Depuis le début de la période hivernale, plusieurs terroristes ont été neutralisés par les unités de l’Armée populaire nationale (ANP). Deux importantes opérations ont eu lieu ces dernières semaines au nord du pays. La première s’est déroulée le 1er décembre dernier dans la wilaya (département) de Jijel, au cœur du massif forestier d’El Ancer (400 kilomètres à l’est d’Alger) lors d’un ratissage opéré par un détachement de la 5e région militaire.

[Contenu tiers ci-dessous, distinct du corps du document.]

Issue #162, opened 2022-02-17
Cell Refactoring


jrddunbr:
Cameron and I have some thoughts about how we should refactor Cell a bit.

Cameron thinks that cells should directly work with the Cell Graph Manager in order to get added to cell groups.

Cell Graphs will likely be sim-centric; eg. we might have a `CircuitCellGraph`, `ThermalCellGraph`, `ShaftCellGraph`, etc.

jrddunbr:
Cameron also wants to investigate whether this part of Minecraft is threaded; @bloxgate do you have any idea how this might work?

jrddunbr:
Cell Provider refactoring will also probably be required so that a function is called on the cell and the cell returns the connection mapping with the type of the simulator connections on each side.

bloxgate:
> Cameron also wants to investigate whether this part of Minecraft is threaded; @bloxgate do you have any idea how this might work?

Last time I really looked into it there were only the game and network threads. That said, there's nothing really forbidding us from making another thread for our own stuff.

PR #163, opened 2022-02-17
Minor refactors [Ready for Review]

jrddunbr:
@empireu These are the minor changes that Cameron suggested (mostly around not using `if (condition) return` statements).

There's also #162 which captures some larger concerns that he will probably look into later but are not relevant to this PR.

We also don't really see the utility in the `@In` annotation and it's somewhat incorrect in some places where the code is called on both the client and the server side; we should simply replace it with javadoc documentation around where we want to have these things indicated to developers.


jrddunbr:
Codacy can be ignored here. It's angry that I moved a line around with a generic exception.

empireu (approved):

PR #164, opened 2022-02-18
Feature/plotter updates [Pending refactoring into new PR's]

jrddunbr:
Plotter updates


src/main/java/org/eln2/mc/utility/DataLabelBuilder.kt
```diff
@@ -0,0 +1,59 @@
...
+    }
+
+    fun <T> enumerateOn(enumeration: List<T>, editor: (T, DataLabelBuilder) -> Unit) : DataLabelBuilder{
+        for(x in enumeration){
+            editor(x, this)
+        }
+
+        return this
+    }
+}
```
jrddunbr: I mentioned this before but for the record I don't feel like this is abstract enough and that the colors should be split away from the text generation for this. I want to be able to print out unit types and _then_ apply colors with a function like perhaps `applyColorToText(text: String, color: Color): MinecraftColoredText` or something.

src/main/java/org/eln2/mc/common/cell/types/WireCell.kt
```diff
@@ -1,27 +1,61 @@
...
-        Eln2.LOGGER.info("Wire $pos update -> connections: $connectionsChanged graphs: $graphChanged")
+    private val neighbourToResistorLookup = HashMap<AbstractCell, Resistor>()
+
+    //todo: bogus
+    override fun createDataPrint(): DataLabelBuilder {
+        val builder = DataLabelBuilder()
+
+        connections.forEachIndexed { index, remoteCell ->
+            builder.siEntry("Connection ${index}: ", "A", neighbourToResistorLookup[remoteCell]!!.current, McColors.red)
+        }
```
jrddunbr: Probably want to fix this.

src/main/java/org/eln2/mc/common/cell/types/GroundCell.kt
```diff
@@ -1,27 +1,55 @@
...
 
-    override fun update(connectionsChanged: Boolean, graphChanged: Boolean) {
-        Eln2.LOGGER.info("Ground $pos update -> connections: $connectionsChanged graphs: $graphChanged")
+    private val neighbourToResistorLookup = HashMap<AbstractCell, Resistor>()
+
+    // todo: bogus
+    override fun createDataPrint(): DataLabelBuilder {
+        val current = connections.sumOf { (componentForNeighbour(it).component as Resistor).current }
+        return DataLabelBuilder().amps(current, McColors.red)
     }
```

L’intervention a conduit à l’élimination de trois djihadistes.

Résidus du GIA

L’identification de deux d’entre eux a confirmé que ce groupe était composé de responsables locaux d’Al Qaïda au Maghreb islamique (AQMI)*. Il s’agit de Madani Leslous dit Cheikh Assem abou Hayan, chef de la région orientale et responsable du comité d’exégèse de la charia, et d’Abdelmadjid Harrida dit Abou Moussa el Hassan, chargé de la propagande et de la communication. Les deux hommes ont pris les armes en 1994 et 1995, ce qui signifie qu’ils ont débuté dans les rangs du Groupe islamique armé (GIA), qui s’est transformé en Groupe salafiste pour la prédication et le combat (GSPC) avant de devenir AQMI*.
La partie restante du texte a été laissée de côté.